Baylor University, a private college in Waco, Texas, had a typical chiller plant – it ran well, but it was also a hodgepodge of equipment. The only major problem was that the plant was managed manually. Kenneth Haltom, who manages Baylor’s energy services through a partnership with Aramark, and his team suspected that chiller plant optimization would be the best way to increase efficiency and reduce related costs. After optimization, Baylor saved more than $460,000 in electricity costs. Here’s how.
Challenge: Automating a Heterogeneous Plant
Prior to optimization, plant operators judged when to add or shed load based on demand. Their criteria were sound, but unfortunately they acted on critical decisions, such as shifting a building’s temperature or starting or stopping equipment, only once per shift. Human error made the plant even more inefficient. For example, operators could interpret criteria differently, resulting in inconsistent system adjustments.
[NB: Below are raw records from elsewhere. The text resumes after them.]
PR #158, opened 2021-07-25
More SidebarWidget settings and ScrollableSidebarWidget

Patbox:


src/main/java/xyz/nucleoid/plasmid/game/common/GlobalWidgets.java
```diff
@@ -56,6 +58,74 @@ public SidebarWidget addSidebar(Text title) {
...
+        return this.addWidget(new SidebarWidget());
+    }
+
+    /**
+     * Adds a sidebar for selected players associated with this {@link GlobalWidgets} instance.
+     *
+     * @param playerChecker function returning true for players that can see this sidebar
+     * @return the created {@link SidebarWidget}
+     */
+    public SidebarWidget addSidebar(Text title, Function<ServerPlayerEntity, Boolean> playerChecker) {
```
Gegy, line 76: I think these would make sense as `Predicate<ServerPlayerEntity>`?

Patbox: Oh right, fixing it rn

Gegy (approved):

PR #162, opened 2021-08-08
Plasmid 0.5 statistics changes

Tom-The-Geek:
Changes to the statistics API found while implementing the backend.
Draft because I haven't finished the backend stuff yet.

### DIFF
--- a/src/main/java/xyz/nucleoid/plasmid/game/stats/StatisticKey.java
+++ b/src/main/java/xyz/nucleoid/plasmid/game/stats/StatisticKey.java
@@ -43,6 +43,14 @@ public class StatisticKey<T extends Number> {
         return obj;
     }
 
+    public String getTranslationKey() {
+        return "statistic." + this.id.getNamespace() + "." + this.id.getPath();
+    }
+
+    public String getTranslationKey(String bundle) {
+        return "statistic." + bundle + "." + this.id.getNamespace() + "." + this.id.getPath();
+    }
+
     private String encodeType() {
         return this.valueType.asString() + "_" + this.storageType.asString();
     }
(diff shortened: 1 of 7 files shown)


Tom-The-Geek:
I don't think there's anything else to do here, so this is ready. I'm going to push backend stuff in a minute/maybe tomorrow

src/main/java/xyz/nucleoid/plasmid/game/stats/StatisticKey.java
```diff
@@ -43,6 +43,14 @@ public JsonObject encodeValue(T value) {
         return obj;
     }
 
+    public String getTranslationKey() {
```
Gegy, line 46: Might it be a bit confusing for users of this API to know which translation key method to use?

Tom-The-Geek: Hmm, I could add a javadoc explaining the purpose of the two methods. Ideally it would be one method, but I'm not sure if there's a clean way to test if a translation key exists or not, so at the minute its left up to the caller

Tom-The-Geek: Pushed some javadoc that should explain the difference

src/main/java/xyz/nucleoid/plasmid/game/stats/StatisticKey.java
```diff
@@ -43,6 +42,10 @@ public JsonObject encodeValue(T value) {
...
+        return "statistic." + this.id.getNamespace() + "." + this.id.getPath();
```
haykam821, line 46: Use `Util.makeIdentifier` here.

haykam821 (changes requested):

src/main/java/xyz/nucleoid/plasmid/game/stats/StatisticKey.java
Tom-The-Geek: I assume this is the method you meant

Gegy (approved):

PR #180, opened 2021-11-16
Update fr_fr.json

Hugman76:
# TODO
- [ ] Everything under `text.plasmid.map.`


arthurbambou:
hm, we should close this now that we have weblate

PR #196, opened 2022-01-06
Add an empty statistic bundle implementation

haykam821:
Empty statistic bundles can be used to safely handle a game configuration that does not specify a bundle namespace without `null`-checking each time the statistics bundle is accessed. This can be accomplished through the added `bundleOrEmpty` method.


ashhhleyyy (approved):

Gegy:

One thing standing in the way of chiller automation was complex hydraulics. The plant equipment varies widely – some of the eight chillers are 18 years old, while others are only a year old. Three have variable-speed drives, two have dual compressors, and each has different pressure drop and design flow. A fixed-valve solution to balance water flow between chillers was out of the question.
“We had to get the machines that don’t have variable-speed drives to work correctly with those that do, making sure the machines wouldn’t overflow, but we’d still get an efficient flow out of each of them,” said Haltom.
“Chiller optimization offered us the biggest bang for the buck when Baylor explored ways to reduce its energy spend…”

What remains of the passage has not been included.